** REQUIRED ACTION **
Each line below that contains the word "case" must be copied.
(EXERCISE INPUTS)
Issue #250, opened 2021-11-22
OG Bug: Lara torsos on Atlantean eggs in UB's "The Hive"


Richard-L:
Near the end of the fourth UB level "The Hive", the empty Atlantean eggs show these Lara torso objects: 

![image](https://user-images.githubusercontent.com/4934209/142786688-b32e5dfb-9c43-47d7-9856-2e69766782cb.png)

I know this has been brought up before elsewhere, but I don't recall fully why this happens. I believe it may be an OG bug?

Save state if you wanted: [saveuba.zip](https://github.com/rr-/Tomb1Main/files/7577560/saveuba.zip)

oziphantom:
I believe they go over the objects limits which causes issues, but I also though rr upped the limit on T1M..

rr-:
We have more capacity for ITEM_INFO / Items, yes. I'll investigate it later

walkawayy:
WadTool shows the "mutant spawn object" is Lara's torso. I'd guess normally these are hidden by the eggs, and are supposed to disappear when the egg hatches and the mutant appears so the player never sees it. Must not be going away for some reason.

rr-:
Can someone confirm if it's an OG bug or not and if it is, how to reproduce it (apart from loading a broken save)?

Richard-L:
You can see the torso object here: https://youtu.be/hos-BgFkTpI?t=11633

I'm slightly confused by the size of the health bar in this video though. Perhaps TombATI in very low resolution, which makes it appear so big.

walkawayy:
> Can someone confirm if it's an OG bug or not and if it is, how to reproduce it (apart from loading a broken save)?

Ok I just played a fresh game on TombATI and got the bug just be playing normally. After the first few eggs in this room, no more mutants spawned. Upon a save and reload the torsos disappeared.

![AnyConv com__screenshot0000](https://user-images.githubusercontent.com/81546780/148300452-b12e9397-9063-4a43-9837-2506fc8cb8c7.jpg)

Richard-L:
Actually, I always assumed no mutants are supposed to spawn, to symbol "bad" hatchings in the natla-does-experiments sense. But perhaps that's wrong?

walkawayy:
[...]

PR #387, opened 2022-02-02
compass: add total number of pickups and killables

### LINKED ISSUE #362: Feature request: more robust level stats
Add an optional ability to display

KILLS: x **of y**
PICKUPS: x **of y**

in the level stats screen.

walkawayy:
Resolves #362.

Prepared to get slammed, but as far as I know we have to manually define lists for objects that are killable and pickupable. Not sure if I missed any.

For killables, I had to remove some enemies like the Mummy from Qualopec who can't be killed. But Atlantis has an issue where Lara can kill more than there are killables, but idk what I missed.

For pickups, the different Scions behave differently. I excluded O_SCION_ITEM3 because that is the one you have to shoot.


src/game/level.c
```diff
@@ -403,6 +429,20 @@ static bool Level_LoadItems(MYFILE *fp)
             }
 
             InitialiseItem(i);
+
+            // Calculate number of pickups in a level
+            for (int16_t j = 0; j < NUM_PICKUP_OBJ; j++) {
+                if (item->object_number == m_PickupObjs[j]) {
+                    m_LevelPickups++;
+                }
+            }
```
rr-, line 438: What if we test if the draw routine is `DrawPickupItem`?

src/game/level.c
```diff
@@ -403,6 +429,20 @@ static bool Level_LoadItems(MYFILE *fp)
...
+
+            // Calculate number of killable objects in a level
+            for (int16_t j = 0; j < NUM_KILLABLE_OBJ; j++) {
+                if (item->object_number == m_KillableObjs[j]) {
+                    m_LevelKillables++;
+                }
+            }
```
rr-, line 445: How this behaves with Pierre?

rr- (commented):
We have to introduce a bit more intricate solution around `O_PODS`, which are mutant eggs. If we have initialized items already at this point, we can check if `item->data` is set to a non-zero value (see `InitialisePod`). I think `O_ABORTION` won't be accounted for either and needs to be handled under similar rules as `O_BIG_POD`.

rr-:
@richard-l would you prefer this to be an opt-in feature or is it OK to include it as-is?

Richard-L:
@rr- I would say do it whichever way is easier to maintain and less workload for you.

The only reason I could think of to make it optional was to maintain a "console perfect" list of settings, where the game's look and behaviour is really perfectly identical to the PS1 version. A blurry line of course.

rr-:
I would say it's OK to make it non-configurable.
However, we should add a changelog entry.

src/game/level.c
walkawayy: Hmm in levels where you fight but don't kill him, it seems like the game doesn't let his HP go below half, so this will cause there to be extra unkillables for those levels. I'll need to check how the Pierre code is handled.

src/game/level.c
walkawayy: That could work I think. Covers it all xcept for `PickUpScion4Collision` I think.

rr-:
Before we go through with it, I'd like for some professional Tomb Raider player to confirm the expected numbers of reachable items and enemies in every level. Maybe Stella's walkthrough could help.

walkawayy:
Ya I agree. speedrun.com doesn't list kills or pickups.

Thanks to Rapora9 from Discord for compiling this list from [this 100% playthrough](https://www.youtube.com/watch?v=2Ea6_odQv5w). I can try and cross check it with another playthrough. Especially since Atlantis can't be seen.

```
LEVEL: KILLS, PICKUPS

Caves:      14, 7
Vilcabamba: 29, 13
Valley:     13, 16
Qualopec:   8, 8
Folly:      23, 19
Colosseum:  26, 14
Midas:      43, 23
Cistern:    34, 28
Tihocan:    17, 26
City:       14, 24
Obelisk:    16, 38
Sanctuary:  15, 29
Natla:      3, 30
Atlantis: (not visible on the recording)
Pyramid:    6, 31
```

walkawayy:
Here's a list from speedrunner Footi:
               
Level | Kills | Pickups | Secrets |
| ----------- | ----------- | ----------- | ----------- |
Caves | 14 | 7 | 3
Vilcabamba | 13  | 13 | 3
Lost Valley | 14 | 16 | 5
Qualopec | 8 | 8 | 3
Folly | 23 | 19 | 4
Colosseum | 26 | 14 | 3
Midas | 43 | 23 (22) | 3
Cistern | 34 | 28 | 3
Tihocan | 17 | 26 | 2
City | 14 | 24 | 3
Obelisk | 16 | 38 | 3
Scion | 15 | 29 | 1
Caves | 14 | 7 | 3
Caves | 14 | 7 | 3
Caves | 14 | 7 | 3
Natla's Mines     3	   30	     3
Atlantis	  32	   50        3
Great Pyramid     6        31	     3

rr-:
It's OK to count that medipack as pickupable IMO.

Richard-L:
I agree. We were just talking about it on Discord. I've also asked Footi for a list for the UB levels.

walkawayy:
> I agree. We were just talking about it on Discord. I've also asked Footi for a list for the UB levels.

Cool thanks. That number is probably messed up due to #250.

Richard-L:
Footi thankfully asked Anopob, the only guy who has done a UB max% run, for this numbers. Without guarantee:

> yeah i have, for glitchless (same as in my run):
Return to Egypt: 41 Kills, 53 Pickups
Temple of the Cat: 44 Kills, 63 Pickups
Atlantean Stronghold: 31 Kills, 63 Pickups
The Hive: 41 Kills, 60 Pickups

src/game/level.c
```diff
@@ -17,8 +17,8 @@
 
 #include <stdio.h>
 
-#define NUM_PICKUP_OBJ 28
-#define NUM_KILLABLE_OBJ 26
+#define NUM_PICKUP_OBJ 24
+#define NUM_KILLABLE_OBJ 27
```
rr-, line 21: Let's remove this in favor of `NO_ITEM` guard at the end of the list.

walkawayy: Ok. Would I change the for loops to something like?
```
            // Calculate number of killable objects in a level
            for (int16_t j = 0; j != NO_ITEM; j++) {
                if (item->object_number == m_KillableObjs[j]) {
                    m_LevelKillables++;
                }
            }
```

Also thanks for marking as draft because I forgot to do that.

walkawayy:
> We have to introduce a bit more intricate solution around `O_PODS`, which are mutant eggs. If we have initialized items already at this point, we can check if `item->data` is set to a non-zero value (see `InitialisePod`). I think `O_ABORTION` won't be accounted for either and needs to be handled under similar rules as `O_BIG_POD`.

So I did some digging on the pods stuff. The reason my code does not currently calculate the number of mutants correctly is because I do not include `O_PODS` and `O_BIG_POD` as killables (for good reason). When the level loads (where my code is counting the enemies), the game doesn't load any of the mutants spawned from pods. These enemies are spawned when a pod trigger is stepped on the pod explodes. I can't just count the pods though because the Atlantis level has the abortion pod that will never spawn an enemy because it has no trigger. Unfinished Business has similar eggs that have no trigger.

The solution might require some floor checking to find all pod triggers while making sure not to count multiple triggers for the same pod. The last case would be the broken UB Hive eggs that spawn an abortion mutant that isn't in the level files. But that seems like a level design issue like unreachable medipacks.

src/game/level.c
rr-: No, the point of having a guardian is to avoid having to specify the array size.
The loop doesn't look right either.

```c
static int16_t m_KillableObjs[] = { ... };

...

for (int j = 0; m_KillableObjs[j] != NO_ITEM; j++) {
    if (item->object_number == m_KillableObjs[j]) {
        m_LevelKillables++;
    }
}
```

Also, no need for being this specific about the loop variable type.

rr-:
```
The solution might require some floor checking to find all pod triggers while making sure not to count multiple triggers for the same pod. The last case would be the broken UB Hive eggs that have triggers and explode, but they spawn an abortion mutant that isn't in the level files. But that seems like a level design issue like unreachable medipacks.
```

I'm not sure about UB but yes, that's what I meant in my previous post about the Atlanteans. 

>We have to introduce a bit more intricate solution around O_PODS, which are mutant eggs. If we have initialized items already at this point, we can check if item->data is set to a non-zero value (see InitialisePod). I think O_ABORTION won't be accounted for either and needs to be handled under similar rules as O_BIG_POD.

walkawayy:
> 

Ya. Also not sure what to do about pickups right now. Enemies like Pierre and the mercenaries spawn items on death. Adding to the total mid level would be easy but idk if that's nice. For example, when you kill Pierre in Tihocan, the stats screen could go from 23 of 23 pickups, to 23 of 26. 

Pierre's code as reference:
```

    if (item->hit_points <= 0) {
        if (item->current_anim_state != PIERRE_DEATH) {
            item->current_anim_state = PIERRE_DEATH;
            item->anim_number =
                g_Objects[O_PIERRE].anim_index + PIERRE_DIE_ANIM;
            item->frame_number = g_Anims[item->anim_number].frame_base;
            SpawnItem(item, O_MAGNUM_ITEM);
            SpawnItem(item, O_SCION_ITEM2);
            SpawnItem(item, O_KEY_ITEM1);
        }
```

rr-:
Same for the Skate kid and the Baldie. I think it's OK to hardcode the amount of additional items with a proper comment.

IIRC Baldie drops a Shotgun. I don't remember what happens if Lara already has it in her inventory, if he drops Shotgun, Shotgun Ammo, or nothing (the worst case).

walkawayy:
> Same for the Skate kid and the Baldie. I think it's OK to hardcode the amount of additional items with a proper comment.
> 
> IIRC Baldie drops a Shotgun. I don't remember what happens if Lara already has it in her inventory – whether he drops Shotgun, Shotgun Ammo, or nothing (the worst case).

Ya all the mercenaries do. Looks like skate kid dropped the Uzis even though I already had them. I know custom games aren't the main focus, but I also didn't want to hard code extra items per level. And you can't just check if Pierre is in the level or something, since he runs away depending on the one shot trigger or not. Maybe I'll do floor parsing for this too and if those enemies are present and can die, just add their items to the total.

Richard-L:
Remember Lara's stripped of all weapons at the beginning of Natla's Mines, so all weapons will show as weapons, not ammo.

Richard-L:
@walkawayy since Natla's Mines strips you of all weapons, how did you have the UZIs already, via cheat? I don't recall there being a secret where you get them. I think you only get them from skateboard kid. There is however the boulder secret after the lava pit, where you get the shotgun.

You can see here that Footi's killing baldie with the shotgun he has from that secret. And when he goes to pick it up (pulls a switch first), it shows as the shotgun item instead of ammo, interestingly. https://youtu.be/D3qgf84dLDg?t=8353

I know that if you pick up the shotgun in Lost Valley, then the secret with it in Folly will show shotgun ammo. If you haven't picked up the Lost Valley shotgun, then it will be here instead of ammo. So perhaps do weapons only update into ammo if there's a level swap in between? The shotgun behaviour of Natla's Mines would indicate so.

src/game/level.c
```diff
@@ -711,8 +708,167 @@ bool Level_Load(int level_num)
...
+                }
+                }
+
+                if (floor & END_BIT) {
+                    break;
+                }
+            }
+        }
+    }
+}
```
rr-, line 874: Since this contains a lot of logic, let's have a new module for this, `levelstats` and move `getsecretcount` there as well.

walkawayy:
Ok I think this is ready for review, but by new module do you mean moving this to a new .c file with those other functions @rr- ?

rr-:
Yes. And reduce the amount of global state. Perhaps introduce a new module-level struct that you pass around between the functions.

src/game/level.c
```diff
@@ -671,7 +731,190 @@ bool Level_Load(int level_num)
...
+
+static bool Level_FindElement(int16_t elem, int16_t array[], int16_t size)
+{
+    for (int16_t i = 0; i < size; i++) {
+        if (array[i] == elem) {
+            return true;
+        }
+    }
+    return false;
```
(End EXERCISE INPUTS)
** SOLUTION FOR THIS PROBLEM **
The solution might require some floor checking to find all pod triggers while making sure not to count multiple triggers for the same pod. The last case would be the broken UB Hive eggs that spawn an abortion mutant that isn't in the level files. But that seems like a level design issue like unreachable medipacks.
The solution might require some floor checking to find all pod triggers while making sure not to count multiple triggers for the same pod. The last case would be the broken UB Hive eggs that have triggers and explode, but they spawn an abortion mutant that isn't in the level files. But that seems like a level design issue like unreachable medipacks.
IIRC Baldie drops a Shotgun. I don't remember what happens if Lara already has it in her inventory, if he drops Shotgun, Shotgun Ammo, or nothing (the worst case).
> IIRC Baldie drops a Shotgun. I don't remember what happens if Lara already has it in her inventory – whether he drops Shotgun, Shotgun Ammo, or nothing (the worst case).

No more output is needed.